§ **What the task asks**
Every record shown here needs to be repeated exactly.

☆ ☆ ☆

PR #18495, opened 2026-05-17
Code Quality: Reduce redundant SelectedItems updates in SelectionChanged

muko:
**Resolved / Related Issues**

- https://github.com/files-community/Files/issues/4180

When selecting files or folders, `SelectionChanged` is raised multiple times even when the actual selection does not change.
For example, when opening a folder by double-clicking, `SelectionChanged` is fired repeatedly without any real change in `SelectedItems`.

The root cause is that `SelectedItems` was always assigned from a new list instance:

```
SelectedItems = FileList.SelectedItems.Cast<ListedItem>().Where(x => x is not null).ToList();
```

Since `ToList()` creates a new list instance on every call, the setter was always triggered and caused unnecessary side effects (such as PropertyChanged-driven updates).

- Open a file by double-clicking
- Open a folder by double-clicking
- Open a folder using keyboard navigation
- Select multiple items by mouse

### DIFF
--- a/src/Files.App/Views/Layouts/DetailsLayoutPage.xaml.cs
+++ b/src/Files.App/Views/Layouts/DetailsLayoutPage.xaml.cs
@@ -362,9 +362,20 @@ namespace Files.App.Views.Layouts
 
 		protected override void FileList_SelectionChanged(object sender, SelectionChangedEventArgs e)
 		{
-			SelectedItems = FileList.SelectedItems.Cast<ListedItem>().Where(x => x is not null).ToList();
+			if (e is null && SelectedItems?.Count == 0)
+				return;
 
-			if (e != null)
+			if (e is not null && e.AddedItems.Count == 0 && e.RemovedItems.Count == 0)
+				return;
+
+			var selectedItems = FileList.SelectedItems.Cast<ListedItem>().Where(x => x is not null).ToList();
+
+			if (SelectedItems is not null && SelectedItems.SequenceEqual(selectedItems))
+				return;
+
+			SelectedItems = selectedItems;
+
+			if (e is not null)
 			{
 				foreach (var item in e.AddedItems)
 					SetCheckboxSelectionState(item);
--- a/src/Files.App/Views/Layouts/DetailsLayoutPage.xaml.cs
+++ b/src/Files.App/Views/Layouts/DetailsLayoutPage.xaml.cs
@@ -360,29 +360,13 @@ namespace Files.App.Views.Layouts
 
 		}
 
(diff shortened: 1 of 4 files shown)


src/Files.App/Views/Layouts/DetailsLayoutPage.xaml.cs
```diff
@@ -362,9 +362,20 @@ private void FolderSettings_LayoutModeChangeRequested(object? sender, LayoutMode
...
 		protected override void FileList_SelectionChanged(object sender, SelectionChangedEventArgs e)
 		{
-			SelectedItems = FileList.SelectedItems.Cast<ListedItem>().Where(x => x is not null).ToList();
+			if (e is null && SelectedItems?.Count == 0)
+				return;
+
+			if (e is not null && e.AddedItems.Count == 0 && e.RemovedItems.Count == 0)
+				return;
+
+			var selectedItems = FileList.SelectedItems.Cast<ListedItem>().Where(x => x is not null).ToList();
```
workbysaran: Since BaseGroupableLayoutPage.FileList_SelectionChanged is the base handler all other layouts use, can we move the SequenceEqual check there instead?

src/Files.App/Views/Layouts/DetailsLayoutPage.xaml.cs
```diff
@@ -362,9 +362,20 @@ private void FolderSettings_LayoutModeChangeRequested(object? sender, LayoutMode
 
 		protected override void FileList_SelectionChanged(object sender, SelectionChangedEventArgs e)
 		{
-			SelectedItems = FileList.SelectedItems.Cast<ListedItem>().Where(x => x is not null).ToList();
+			if (e is null && SelectedItems?.Count == 0)
+				return;
+
+			if (e is not null && e.AddedItems.Count == 0 && e.RemovedItems.Count == 0)
```
workbysaran: The SequenceEqual check already covers this since it compares the final selection state rather than how it changed. If AddedItems and RemovedItems are both empty, SequenceEqual will return true anyway. Can you clarify why this separate check is needed?

src/Files.App/Views/Layouts/DetailsLayoutPage.xaml.cs
muko: The intent is to return early before allocating a new list instance via `ToList()`.

src/Files.App/Views/Layouts/DetailsLayoutPage.xaml.cs
muko: I’ll think about moving it to the base class.

yair100 (approved):
LGTM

☆ ☆ ☆

§ **Result for this task**
PR #18495, opened 2026-05-17
Code Quality: Reduce redundant SelectedItems updates in SelectionChanged

muko:
**Resolved / Related Issues**

- https://github.com/files-community/Files/issues/4180

When selecting files or folders, `SelectionChanged` is raised multiple times even when the actual selection does not change.
For example, when opening a folder by double-clicking, `SelectionChanged` is fired repeatedly without any real change in `SelectedItems`.

The root cause is that `SelectedItems` was always assigned from a new list instance:

```
SelectedItems = FileList.SelectedItems.Cast<ListedItem>().Where(x => x is not null).ToList();
```

Since `ToList()` creates a new list instance on every call, the setter was always triggered and caused unnecessary side effects (such as PropertyChanged-driven updates).

- Open a file by double-clicking
- Open a folder by double-clicking
- Open a folder using keyboard navigation
- Select multiple items by mouse

### DIFF
--- a/src/Files.App/Views/Layouts/DetailsLayoutPage.xaml.cs
+++ b/src/Files.App/Views/Layouts/DetailsLayoutPage.xaml.cs
@@ -362,9 +362,20 @@ namespace Files.App.Views.Layouts
 
 		protected override void FileList_SelectionChanged(object sender, SelectionChangedEventArgs e)
 		{
-			SelectedItems = FileList.SelectedItems.Cast<ListedItem>().Where(x => x is not null).ToList();
+			if (e is null && SelectedItems?.Count == 0)
+				return;
 
-			if (e != null)
+			if (e is not null && e.AddedItems.Count == 0 && e.RemovedItems.Count == 0)
+				return;
+
+			var selectedItems = FileList.SelectedItems.Cast<ListedItem>().Where(x => x is not null).ToList();
+
+			if (SelectedItems is not null && SelectedItems.SequenceEqual(selectedItems))
+				return;
+
+			SelectedItems = selectedItems;
+
+			if (e is not null)
 			{
 				foreach (var item in e.AddedItems)
 					SetCheckboxSelectionState(item);
--- a/src/Files.App/Views/Layouts/DetailsLayoutPage.xaml.cs
+++ b/src/Files.App/Views/Layouts/DetailsLayoutPage.xaml.cs
@@ -360,29 +360,13 @@ namespace Files.App.Views.Layouts
 
 		}
 
(diff shortened: 1 of 4 files shown)


src/Files.App/Views/Layouts/DetailsLayoutPage.xaml.cs
```diff
@@ -362,9 +362,20 @@ private void FolderSettings_LayoutModeChangeRequested(object? sender, LayoutMode
...
 		protected override void FileList_SelectionChanged(object sender, SelectionChangedEventArgs e)
 		{
-			SelectedItems = FileList.SelectedItems.Cast<ListedItem>().Where(x => x is not null).ToList();
+			if (e is null && SelectedItems?.Count == 0)
+				return;
+
+			if (e is not null && e.AddedItems.Count == 0 && e.RemovedItems.Count == 0)
+				return;
+
+			var selectedItems = FileList.SelectedItems.Cast<ListedItem>().Where(x => x is not null).ToList();
```
workbysaran: Since BaseGroupableLayoutPage.FileList_SelectionChanged is the base handler all other layouts use, can we move the SequenceEqual check there instead?

src/Files.App/Views/Layouts/DetailsLayoutPage.xaml.cs
```diff
@@ -362,9 +362,20 @@ private void FolderSettings_LayoutModeChangeRequested(object? sender, LayoutMode
 
 		protected override void FileList_SelectionChanged(object sender, SelectionChangedEventArgs e)
 		{
-			SelectedItems = FileList.SelectedItems.Cast<ListedItem>().Where(x => x is not null).ToList();
+			if (e is null && SelectedItems?.Count == 0)
+				return;
+
+			if (e is not null && e.AddedItems.Count == 0 && e.RemovedItems.Count == 0)
```
workbysaran: The SequenceEqual check already covers this since it compares the final selection state rather than how it changed. If AddedItems and RemovedItems are both empty, SequenceEqual will return true anyway. Can you clarify why this separate check is needed?

src/Files.App/Views/Layouts/DetailsLayoutPage.xaml.cs
muko: The intent is to return early before allocating a new list instance via `ToList()`.

src/Files.App/Views/Layouts/DetailsLayoutPage.xaml.cs
muko: I’ll think about moving it to the base class.

yair100 (approved):
LGTM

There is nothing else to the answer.